:: Supplied entries ::

PR #9591, opened 2020-10-06
Long overdue table driven option setting for libfstrm

omoerbeek:
### Short description

It's long overdue since I was wanting to do it for more than a year. Nothing fancy,  but I was triggered by CodeQL saying: this function is too large and has too little comments.
### Checklist

I have:
- [X] compiled this code
- [X] tested this code
- [ ] documented the code

### DIFF
--- a/pdns/fstrm_logger.cc
+++ b/pdns/fstrm_logger.cc
@@ -84,43 +84,26 @@ FrameStreamLogger::FrameStreamLogger(const int family, const std::string& addres
       throw std::runtime_error("FrameStreamLogger: fstrm_iothr_options_set_queue_model failed: " + std::to_string(res));
     }
 
-    if (options.find("bufferHint") != options.end() && options.at("bufferHint")) {
-      res = fstrm_iothr_options_set_buffer_hint(d_iothropt, options.at("bufferHint"));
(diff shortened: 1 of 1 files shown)


pdns/fstrm_logger.cc
```diff
@@ -84,43 +84,26 @@ FrameStreamLogger::FrameStreamLogger(const int family, const std::string& addres
       throw std::runtime_error("FrameStreamLogger: fstrm_iothr_options_set_queue_model failed: " + std::to_string(res));
     }
 
-    if (options.find("bufferHint") != options.end() && options.at("bufferHint")) {
-      res = fstrm_iothr_options_set_buffer_hint(d_iothropt, options.at("bufferHint"));
-      if (res != fstrm_res_success) {
-        throw std::runtime_error("FrameStreamLogger: fstrm_iothr_options_set_buffer_hint failed: " + std::to_string(res));
+    const struct {
+      const char *name;
```
rgacogne, line 88: How about storing the names as strings? It does not really matter since this is only called at configuration time but it looks like that would save a lot of temporary string construction below.
```suggestion
      const std::string name;
```

rgacogne (approved):

Issue #9091, opened 2020-05-06
Serial 0 in SOA record


sadequenoor:
I have installed Authoritative Server 4.3.0-1pdns.e17 on 3 identical Centos 7 machines. 
I have 1 master and 2 slaves.

When I add a SOA record with serial 0 into the records table, the notified_serial in the domains table is changed to 0 on the master. On the slaves the notified_serial is set to NULL in the domains table. Everything else looks like it is the same, the entries all replicate with the exception of this one cell value.

Habbie:
If I understood correctly (from IRC discussion), the problem is that the 0 serial correctly replicates to the slave via AXFR, but the slave then keeps saying it does not have the zone, because we treat the zero serial wrong.

zeha:
Didn't @mind04 fix this recently?

mind04:
Yes, fixed in #9649

zeha:
> Yes, fixed in #9649

I was thinking about another PR, but can't remember which one :(

Habbie:
As far as I know, this should work in 4.4. Closing this. Please report back if you find otherwise!

PR #9593, opened 2020-10-06
Auth: remove deprecated features/settings

### LINKED ISSUE #7919: auth: remove SOA autofilling
- Program: Authoritative
 - Issue type: Feature removal

### Short description
Proposal: in 4.3.0, remove these settings:
```
# default-soa-mail	mail address to insert in the SOA record if none set in the backend
# default-soa-mail=
# default-soa-name	name to insert in the SOA record if none set in the backend
# default-soa-name=a.misconfigured.powerdns.server
# soa-expire-default	Default SOA expire
# soa-expire-default=604800
# soa-minimum-ttl	Default SOA minimum ttl
# soa-minimum-ttl=3600
# soa-refresh-default	Default SOA refresh
# soa-refresh-default=10800
# soa-retry-default	Default SOA retry
# soa-retry-default=3600
```

This would close #6248, #5382, #4321, #3518.

It is my suspicion that not many users rely on the feature, or at least, that most of those that do, could also pretty easily live without, now that we've been pushing the API for a while.

@mind04 mentions that PowerAdmin users might be relying on this feature; we should check that and maybe help them change that.

mind04:
### Short description
Closes #7919

### Checklist
I have:
- [x] compiled this code
- [x] tested this code
- [ ] documented the code


Habbie (approved):
This looks good to me. Needs some upgrade notes.

I wouldn't mind a second reviewer.

docs/settings.rst
```diff
@@ -434,7 +446,7 @@ Overrides :ref:`setting-default-soa-edit`
 -  String
 
 .. deprecated:: 4.2.0
-  This setting has been deprecated and will be removed in 4.4.0
+  This setting has been removed in 4.4.0
```
zeha, line 449: i was thinking it might be nicer if a new block would be added:
```
.. versionchanged:: 4.4.0
  This setting has been removed
```

so to keep the 4.2/4.3 docs "correct".

but maybe its clear enough.

pdns/pdnsutil.cc
```diff
@@ -1236,12 +1231,10 @@ static int createZone(const DNSName &zone, const DNSName& nsname) {
...
 
-  string soa = (boost::format("%s %s 1")
-                % (nsname.empty() ? ::arg()["default-soa-name"] : nsname.toString())
-                % (::arg().isEmpty("default-soa-mail") ? (DNSName("hostmaster.") + zone).toString() : ::arg()["default-soa-mail"])
-  ).str();
+  string soa = ::arg()["default-soa-content"];
+  boost::replace_all(soa, "@", zone.toStringNoDot());
   SOAData sd;
-  fillSOAData(soa, sd);  // fills out default values for us
+  fillSOAData(soa, sd);
```
zeha, line 1237: do we gain anything from keeping the fillSOAData / makeSOAContent roundtrip?

zeha:
If the default serial is 0, it should be ensured that SOA-EDIT is applied in all cases; otherwise some coe parts may treat the zone as being absent / not yet filled out (like a secondary zone that has not been AXFRed yet).

klaus3000:
0 is a valid serial. Hence, 0 should not be used as "no serial info available". For this, -1 may be more appropriate or use a dedicated flag.

pdns/pdnsutil.cc
mind04: Validation of the value in "default-soa-content"

docs/settings.rst
mind04: Both versions exist in the current documentation so I guess it is a matter of taste. I do not see how this this will make the 4.2/4.3 docs less "correct"

pdns/pdnsutil.cc
zeha: Right. Might be a bit confusing at this point, but very well.

zeha (approved):

mind04:
@Habbie done. Ci failure seems unrelated to this pull.

Habbie:
> @Habbie done. Ci failure seems unrelated to this pull.

Yes, fixed in #9622

Habbie:
> 0 is a valid serial. Hence, 0 should not be used as "no serial info available". For this, -1 may be more appropriate or use a dedicated flag.

Yes, we have this problem in a broader sense, like in #9091 :(

PR #9596, opened 2020-10-09
List products per distro release

aerique:
This is an attempt to list the required files to be written differently but after writing it, I'm not sure it is much of an improvement, still I'm curious about your opinions.

Pros:
- clear if-blocks per distribution release
- per if-block the supported products are listed

Con:
- the code blocks themselves are not simpler due to the need of `$PRODUCT`

It has been tested for each script argument using `sha256sum` that the exact same file are produced.

This also remove the `auth-40` and `rec-40` arguments since they're EOL and do not work anymore.

### DIFF
--- a/build-scripts/docker/generate-repo-files.sh
+++ b/build-scripts/docker/generate-repo-files.sh
@@ -24,8 +24,8 @@
 if [ "$1" = "" -o "$1" = "-?" -o "$1" = "-h" -o "$1" = "--help" ]; then
     echo "Usage: generate-repo-files.sh RELEASE"
     echo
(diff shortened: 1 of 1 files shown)


Habbie:
> This is an attempt to list the required files to be written differently but after writing it, I'm not sure it is much of an improvement.

This really does not want to be a shell script. It probably wants to be a Python script :-)

aerique:
> This really does not want to be a shell script. It probably wants to be a Python script :-)

Yes :-D

That will be the next step that's on my list and perhaps we should skip this step (but you know how it goes, there's more important things looming on the horizon and that might be another 2 years).

aerique:
Let's kill this PR.  After looking at this again it doesn't add much, if anything.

:::

*The problem*:
In the entries above, find each line with the string "thinking" and copy it.

*Output for this task*:
I was thinking about another PR, but can't remember which one :(
zeha, line 449: i was thinking it might be nicer if a new block would be added:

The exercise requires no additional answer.